**WORK TASK:** Lines in the listing below that hold "following" are the ones to copy.

**RECORDS SHOWN:**
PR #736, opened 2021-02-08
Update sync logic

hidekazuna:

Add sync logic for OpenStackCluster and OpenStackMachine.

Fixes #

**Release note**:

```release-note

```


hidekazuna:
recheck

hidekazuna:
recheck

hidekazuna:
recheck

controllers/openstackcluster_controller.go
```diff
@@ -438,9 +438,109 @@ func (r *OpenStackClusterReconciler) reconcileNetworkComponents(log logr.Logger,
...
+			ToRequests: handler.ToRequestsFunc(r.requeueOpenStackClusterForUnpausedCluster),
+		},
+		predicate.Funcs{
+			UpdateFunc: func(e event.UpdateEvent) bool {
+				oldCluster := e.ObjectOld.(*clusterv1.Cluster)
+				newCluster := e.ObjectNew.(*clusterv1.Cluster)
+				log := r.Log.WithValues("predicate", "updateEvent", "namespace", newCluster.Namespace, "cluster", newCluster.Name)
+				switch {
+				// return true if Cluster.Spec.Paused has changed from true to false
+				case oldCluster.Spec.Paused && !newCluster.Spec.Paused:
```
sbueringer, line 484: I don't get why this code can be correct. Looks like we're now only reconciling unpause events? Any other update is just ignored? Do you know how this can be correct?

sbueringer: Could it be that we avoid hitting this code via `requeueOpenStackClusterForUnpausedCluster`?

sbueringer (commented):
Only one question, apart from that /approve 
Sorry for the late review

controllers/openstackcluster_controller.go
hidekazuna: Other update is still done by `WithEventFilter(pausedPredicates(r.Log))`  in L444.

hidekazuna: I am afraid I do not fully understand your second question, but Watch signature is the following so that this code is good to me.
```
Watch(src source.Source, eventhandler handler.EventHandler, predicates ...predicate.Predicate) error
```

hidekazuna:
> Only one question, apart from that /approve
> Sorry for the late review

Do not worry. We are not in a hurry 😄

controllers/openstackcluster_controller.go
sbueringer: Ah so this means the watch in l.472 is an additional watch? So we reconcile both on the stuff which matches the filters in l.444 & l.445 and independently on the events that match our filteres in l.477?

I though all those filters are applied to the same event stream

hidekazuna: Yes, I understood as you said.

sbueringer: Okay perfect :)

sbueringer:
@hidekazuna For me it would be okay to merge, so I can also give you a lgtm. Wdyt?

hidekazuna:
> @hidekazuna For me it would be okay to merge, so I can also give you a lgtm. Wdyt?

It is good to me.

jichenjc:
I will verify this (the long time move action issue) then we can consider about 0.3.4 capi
* * *
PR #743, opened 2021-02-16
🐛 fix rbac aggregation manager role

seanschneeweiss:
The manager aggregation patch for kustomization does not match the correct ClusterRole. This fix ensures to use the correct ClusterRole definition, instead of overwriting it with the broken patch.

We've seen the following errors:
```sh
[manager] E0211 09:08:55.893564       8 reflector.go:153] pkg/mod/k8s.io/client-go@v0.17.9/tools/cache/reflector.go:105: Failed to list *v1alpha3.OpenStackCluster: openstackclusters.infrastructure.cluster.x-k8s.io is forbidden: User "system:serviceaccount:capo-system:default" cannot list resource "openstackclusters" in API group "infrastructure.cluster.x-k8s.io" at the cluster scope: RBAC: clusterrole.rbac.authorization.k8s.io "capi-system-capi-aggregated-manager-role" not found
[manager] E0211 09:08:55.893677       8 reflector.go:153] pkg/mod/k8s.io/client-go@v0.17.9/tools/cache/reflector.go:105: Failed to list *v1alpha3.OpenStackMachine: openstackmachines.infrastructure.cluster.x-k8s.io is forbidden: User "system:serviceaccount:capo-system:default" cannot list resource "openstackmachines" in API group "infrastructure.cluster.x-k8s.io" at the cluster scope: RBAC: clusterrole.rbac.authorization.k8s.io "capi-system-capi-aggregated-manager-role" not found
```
...
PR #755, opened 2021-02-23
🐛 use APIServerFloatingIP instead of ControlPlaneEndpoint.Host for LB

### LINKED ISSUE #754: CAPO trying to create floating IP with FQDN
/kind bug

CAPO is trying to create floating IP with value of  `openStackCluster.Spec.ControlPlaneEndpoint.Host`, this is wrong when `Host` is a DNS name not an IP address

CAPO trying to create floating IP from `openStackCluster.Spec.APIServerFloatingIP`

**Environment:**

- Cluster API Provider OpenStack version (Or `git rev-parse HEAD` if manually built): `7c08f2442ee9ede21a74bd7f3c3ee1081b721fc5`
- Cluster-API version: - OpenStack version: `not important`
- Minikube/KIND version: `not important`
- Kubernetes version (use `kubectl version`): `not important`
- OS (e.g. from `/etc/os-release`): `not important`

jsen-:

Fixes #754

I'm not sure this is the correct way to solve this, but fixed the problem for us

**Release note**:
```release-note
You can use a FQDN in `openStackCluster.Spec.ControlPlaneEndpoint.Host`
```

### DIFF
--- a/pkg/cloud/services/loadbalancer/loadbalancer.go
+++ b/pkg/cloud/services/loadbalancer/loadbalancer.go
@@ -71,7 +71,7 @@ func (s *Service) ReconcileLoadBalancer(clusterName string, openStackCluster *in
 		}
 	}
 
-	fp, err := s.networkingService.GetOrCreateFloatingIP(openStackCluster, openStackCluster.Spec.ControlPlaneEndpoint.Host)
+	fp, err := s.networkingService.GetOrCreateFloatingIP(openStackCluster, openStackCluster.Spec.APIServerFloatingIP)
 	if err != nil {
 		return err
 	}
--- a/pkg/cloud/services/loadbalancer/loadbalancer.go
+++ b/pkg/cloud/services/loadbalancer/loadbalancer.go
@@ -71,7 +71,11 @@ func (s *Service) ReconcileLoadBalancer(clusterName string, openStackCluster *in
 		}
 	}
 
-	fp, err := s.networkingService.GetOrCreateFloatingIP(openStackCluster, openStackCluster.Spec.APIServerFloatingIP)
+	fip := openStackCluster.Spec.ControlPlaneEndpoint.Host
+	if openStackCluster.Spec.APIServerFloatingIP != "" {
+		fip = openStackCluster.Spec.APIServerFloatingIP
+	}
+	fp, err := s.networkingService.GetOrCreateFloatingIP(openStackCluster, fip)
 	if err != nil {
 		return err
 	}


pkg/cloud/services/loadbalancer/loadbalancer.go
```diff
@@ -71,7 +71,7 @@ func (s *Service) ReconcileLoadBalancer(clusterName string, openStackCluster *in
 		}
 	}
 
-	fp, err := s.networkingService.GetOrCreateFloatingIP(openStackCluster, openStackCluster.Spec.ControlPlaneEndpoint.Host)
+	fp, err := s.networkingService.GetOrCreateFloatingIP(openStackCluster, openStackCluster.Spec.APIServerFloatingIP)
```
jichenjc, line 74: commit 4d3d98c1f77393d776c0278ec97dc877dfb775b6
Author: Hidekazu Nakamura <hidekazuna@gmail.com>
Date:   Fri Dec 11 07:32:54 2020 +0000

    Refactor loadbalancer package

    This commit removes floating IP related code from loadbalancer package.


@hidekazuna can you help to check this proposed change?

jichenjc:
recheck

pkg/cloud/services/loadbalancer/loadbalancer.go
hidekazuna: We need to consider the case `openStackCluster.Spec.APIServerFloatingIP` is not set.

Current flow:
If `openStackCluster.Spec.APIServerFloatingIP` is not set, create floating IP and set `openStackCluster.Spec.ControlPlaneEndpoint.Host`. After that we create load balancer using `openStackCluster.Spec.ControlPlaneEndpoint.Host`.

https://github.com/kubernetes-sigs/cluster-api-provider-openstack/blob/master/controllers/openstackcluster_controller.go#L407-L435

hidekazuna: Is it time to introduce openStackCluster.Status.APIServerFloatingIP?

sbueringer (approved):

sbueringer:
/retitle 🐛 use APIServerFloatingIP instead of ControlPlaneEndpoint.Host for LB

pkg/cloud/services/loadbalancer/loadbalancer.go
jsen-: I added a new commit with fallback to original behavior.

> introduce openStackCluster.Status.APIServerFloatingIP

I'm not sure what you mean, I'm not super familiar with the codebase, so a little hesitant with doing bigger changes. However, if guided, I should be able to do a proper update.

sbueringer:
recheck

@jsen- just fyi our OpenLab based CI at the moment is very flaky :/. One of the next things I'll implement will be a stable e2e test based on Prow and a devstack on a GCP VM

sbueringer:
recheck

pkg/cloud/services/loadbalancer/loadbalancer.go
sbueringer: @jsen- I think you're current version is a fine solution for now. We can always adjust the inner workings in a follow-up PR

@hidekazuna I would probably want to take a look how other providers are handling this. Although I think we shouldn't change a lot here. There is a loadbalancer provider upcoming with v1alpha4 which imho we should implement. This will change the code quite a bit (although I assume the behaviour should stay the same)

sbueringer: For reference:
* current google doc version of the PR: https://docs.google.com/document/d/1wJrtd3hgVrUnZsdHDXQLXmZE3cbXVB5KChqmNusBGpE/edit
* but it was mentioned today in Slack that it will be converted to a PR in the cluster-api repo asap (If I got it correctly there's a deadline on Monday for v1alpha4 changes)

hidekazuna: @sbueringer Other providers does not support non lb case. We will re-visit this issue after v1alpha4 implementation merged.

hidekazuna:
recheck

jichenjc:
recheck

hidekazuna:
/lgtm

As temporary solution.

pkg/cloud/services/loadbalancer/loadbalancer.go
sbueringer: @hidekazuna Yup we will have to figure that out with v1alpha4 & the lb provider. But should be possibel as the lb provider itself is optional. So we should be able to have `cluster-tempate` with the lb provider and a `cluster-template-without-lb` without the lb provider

**EXPECTED ANSWER:**
hidekazuna: I am afraid I do not fully understand your second question, but Watch signature is the following so that this code is good to me.
We've seen the following errors:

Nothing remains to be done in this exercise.